### TASK TO COMPLETE
Below are records; count the lines in them that hold "Body" and give only the count.

Items from a dataset:

##############################

PR #471, opened 2022-01-19
Add AWS S3 Target e2e test 

### LINKED ISSUE #470: Add E2E tests for Amazon S3 target

FranBarrera:
Closes #470

### DIFF
--- a/test/e2e/iam/aws_iam_policy.jsonc
+++ b/test/e2e/iam/aws_iam_policy.jsonc
@@ -97,12 +97,12 @@
             "Action": [
                 "s3:CreateBucket",
                 "s3:GetObject",
-                "s3:ListObjects",
+                "s3:ListBucket",
                 "s3:DeleteBucket",
                 "s3:DeleteObject"
             ],
             "Resource": [
-                "arn:aws:s3:*:043455440429:e2e-*"
+                "arn:aws:s3:::e2e-*"
             ]
         },
         {
@@ -197,7 +197,7 @@
             "Action": [
                 "s3:PutObject"
             ],
-            "Resource": "arn:aws:s3:*:043455440429:e2e-*"
+            "Resource": "arn:aws:s3:::e2e-*"
         }
     ]
 }
--- a/test/e2e/iam/aws_iam_policy.jsonc
+++ b/test/e2e/iam/aws_iam_policy.jsonc
@@ -92,6 +92,20 @@
             ]
         },
         {
+            "Sid": "E2EFrameworkS3",
+            "Effect": "Allow",
+            "Action": [
+                "s3:CreateBucket",
+                "s3:GetObject",
+                "s3:ListObjects",
+                "s3:DeleteBucket",
+                "s3:DeleteObject"
+            ],
+            "Resource": [
+                "arn:aws:s3:*:043455440429:e2e-*"
+            ]
+        },
+        {
             "Sid": "AWSCodeCommitSourceReceiveAdapter",
             "Effect": "Allow",
             "Action": [
@@ -176,6 +190,14 @@
                 "dynamodb:GetRecords"
             ],
             "Resource": "arn:aws:dynamodb:*:043455440429:table/e2e-*/stream/*"
+        },
+        {
+            "Sid": "AWSS3TargetReceiveAdapter",
+            "Effect": "Allow",
+            "Action": [
+                "s3:PutObject"
+            ],
+            "Resource": "arn:aws:s3:*:043455440429:e2e-*"
         }
     ]
 }
--- a/test/e2e/targets/awss3/main.go
+++ b/test/e2e/targets/awss3/main.go
@@ -200,7 +200,7 @@ var _ = Describe("AWS S3 target", func() {
 					})
 				})
 
-				It("only puts the event's data onto the record", func() {
+				It("only puts the event's data onto the bucket object", func() {
 					var receivedObj []byte
 					var err error
 
@@ -213,7 +213,7 @@ var _ = Describe("AWS S3 target", func() {
 						receivedObj, err = ioutil.ReadAll(object.Body)
 						Expect(err).ToNot(HaveOccurred())
 					})
-					By("inspecting the record payload", func() {
+					By("inspecting the object payload", func() {
 						Expect(receivedObj).To(Equal(sentEvent.Data()))
 					})
 				})
--- a/test/e2e/targets/awss3/main.go
+++ b/test/e2e/targets/awss3/main.go
@@ -1,0 +1,364 @@
+/*
+Copyright 2022 TriggerMesh Inc.
+
+Licensed under the Apache License, Version 2.0 (the "License");
+you may not use this file except in compliance with the License.
+You may obtain a copy of the License at
+
+    http://www.apache.org/licenses/LICENSE-2.0
+
+Unless required by applicable law or agreed to in writing, software
+distributed under the License is distributed on an "AS IS" BASIS,
+WITHOUT WARRANTIES OR CONDITIONS OF ANY KIND, either express or implied.
+See the License for the specific language governing permissions and
+limitations under the License.
+*/
+
+package awss3
+
+import (
+	"context"
+	"encoding/json"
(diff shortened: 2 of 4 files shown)


test/e2e/targets/awss3/main.go
```diff
@@ -0,0 +1,364 @@
...
+	f := framework.New("awss3target")
+	region := os.Getenv("AWS_REGION")
+
+	var ns string
+
+	var trgtClient dynamic.ResourceInterface
+
+	var bucketARN string
+	var bucketName string
+	var awsCreds credentials.Value
```
antoineco, line 78: These two are only used inside the scope of `Context("a target is deployed"`, so they could be moved there instead of at the top scope.

test/e2e/targets/awss3/main.go
```diff
@@ -0,0 +1,364 @@
...
+			})
+		})
+	})
+
+	When("a client creates a target object with invalid specs", func() {
+
+		// Those tests do not require a real bucketARN or awsSecret
+		BeforeEach(func() {
+			bucketARN = "arn:aws:s3:eu-central-1:000000000000:test"
+			awsSecret = createAWSCredsSecret(f.KubeClient, ns, awsCreds)
```
antoineco, line 229: (related to my previous comment because it involves the `awsCreds` variable)

Creating a secret isn't required here since we're just testing the spec _validation_. We could just initialize `awsSecret` with an empty secret:

```golang
awsSecret = &corev1.Secret{}
```

test/e2e/targets/awss3/main.go
```diff
@@ -0,0 +1,364 @@
...
+				)
+				Expect(err).To(HaveOccurred())
+				Expect(err.Error()).To(ContainSubstring(
+					"spec.awsApiSecret: Required value, spec.awsApiKey: Required value"))
+			})
+		})
+	})
+})
+
+// createTarget creates an AWSS3 object initialized with the given options.
```
antoineco, line 270: AWSS3Target

test/e2e/targets/awss3/main.go
```diff
@@ -0,0 +1,364 @@
...
+
+					trgt = ducktypes.WaitUntilReady(f.DynamicClient, trgt)
+
+					trgtURL = ducktypes.Address(trgt)
+					Expect(trgtURL).ToNot(BeNil())
+				})
+			})
+
+			When("an event is sent to the target", func() {
+				var sentEvent *cloudevents.Event
```
antoineco, line 127: Instead of declaring this variable twice (here, and in the sibling Context), it could be moved under `Context("a target is deployed"`

test/e2e/targets/awss3/main.go
```diff
@@ -0,0 +1,364 @@
...
+						job := e2ece.RunEventSender(f.KubeClient, ns, trgtURL.String(), sentEvent)
+						apps.WaitForCompletion(f.KubeClient, job)
+					})
+				})
+
+				It("creates an object onto the bucket", func() {
+					var receivedObj []byte
+					var err error
+
+					By("polling the bucket objects", func() {
```
antoineco, line 142: nit: we aren't really polling anything. "listing" is more accurate.

test/e2e/targets/awss3/main.go
```diff
@@ -0,0 +1,364 @@
...
+						job := e2ece.RunEventSender(f.KubeClient, ns, trgtURL.String(), sentEvent)
+						apps.WaitForCompletion(f.KubeClient, job)
+					})
+				})
+
+				It("only puts the event's data onto the bucket object", func() {
+					var receivedObj []byte
+					var err error
+
+					By("polling the bucket objects", func() {
```
antoineco, line 207: Same comment about "polling" vs "listing".

antoineco (approved):
A few nits, but everything looks great.

antoineco (commented):
By the way, we might want to add a `E2EFrameworkS3` and a `AWSS3TargetReceiveAdapter` blocks somewhere in [test/e2e/iam/aws_iam_policy.jsonc](https://github.com/triggermesh/triggermesh/blob/60d2bcda6835921bebce0278bc41cb0f109bb36a/test/e2e/iam/aws_iam_policy.jsonc#L9-L22) so I can easily keep our IAM role up-to-date.

If you're unsure about the required permissions, you can check the names of [supported operations](https://docs.aws.amazon.com/AmazonS3/latest/API/API_Operations.html) and match them with the API calls performed inside the test and adapter.

test/e2e/targets/awss3/main.go
```diff
@@ -0,0 +1,364 @@
...
+						receivedObj, err = ioutil.ReadAll(object.Body)
+						Expect(err).ToNot(HaveOccurred())
+					})
+					By("inspecting the object payload", func() {
+						Expect(receivedObj).To(Equal(sentEvent.Data()))
+					})
+				})
+			})
+		})
+	})
```
cab105, line 222: There is a third mode of operation for the s3 target where an event of type `io.triggermesh.awss3.object.put` can also put data into a bucket without the CE metadata.

FranBarrera: @cab105 Can you describe a bit more this operation? Not sure If I'm understanding

antoineco: (answering because Chris is probably not up yet 😴)

When `discardCEContext` is `false` (the default), a sender may still indicate that a specific event should be trimmed of its CloudEvent context by sending an event with `event.SetType("io.triggermesh.awss3.object.put")`.

E.g. imagine the following event:

```
Context
  type: io.triggermesh.awss3.object.put
  source: myapp
  id: 00000
Data
  {"orderId": 432748, "item": "Nicolas Cage pillow case"}
```

Only the `Data` part will be stored, regardless of the value of `io.triggermesh.awss3.object.put`, because the event is using the "magic" event type.

FranBarrera: Gotcha! thanks Antoine!

cab105: Think @antoineco meant that the `Data` part will be stored regardless of the state of `discardCEContext` when the `io.triggermesh.awss3.object.put` event type is used.

test/e2e/iam/aws_iam_policy.jsonc
```diff
@@ -91,6 +91,20 @@
                 "arn:aws:dynamodb:*:043455440429:table/e2e-*"
             ]
         },
+        {
+            "Sid": "E2EFrameworkS3",
+            "Effect": "Allow",
+            "Action": [
+                "s3:CreateBucket",
+                "s3:GetObject",
+                "s3:ListObjects",
```
antoineco, line 100: I'm seeing a warning for that particular action:

image

The doc says:

> To use this action in an AWS Identity and Access Management (IAM) policy, you must have permissions to perform the `s3:ListBucket` action.
> -- https://docs.aws.amazon.com/AmazonS3/latest/API/API_ListObjectsV2.html

test/e2e/iam/aws_iam_policy.jsonc
```diff
@@ -91,6 +91,20 @@
...
+                "s3:DeleteBucket",
+                "s3:DeleteObject"
+            ],
+            "Resource": [
+                "arn:aws:s3:*:043455440429:e2e-*"
```
antoineco, line 105: image

image


```suggestion
                "arn:aws:s3:::e2e-*"
```

test/e2e/iam/aws_iam_policy.jsonc
```diff
@@ -176,6 +190,14 @@
...
             ],
             "Resource": "arn:aws:dynamodb:*:043455440429:table/e2e-*/stream/*"
+        },
+        {
+            "Sid": "AWSS3TargetReceiveAdapter",
+            "Effect": "Allow",
+            "Action": [
+                "s3:PutObject"
+            ],
+            "Resource": "arn:aws:s3:*:043455440429:e2e-*"
```
antoineco, line 200:
```suggestion
            "Resource": "arn:aws:s3:::e2e-*"
```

##############################

### RESULT FOR THIS EXERCISE
2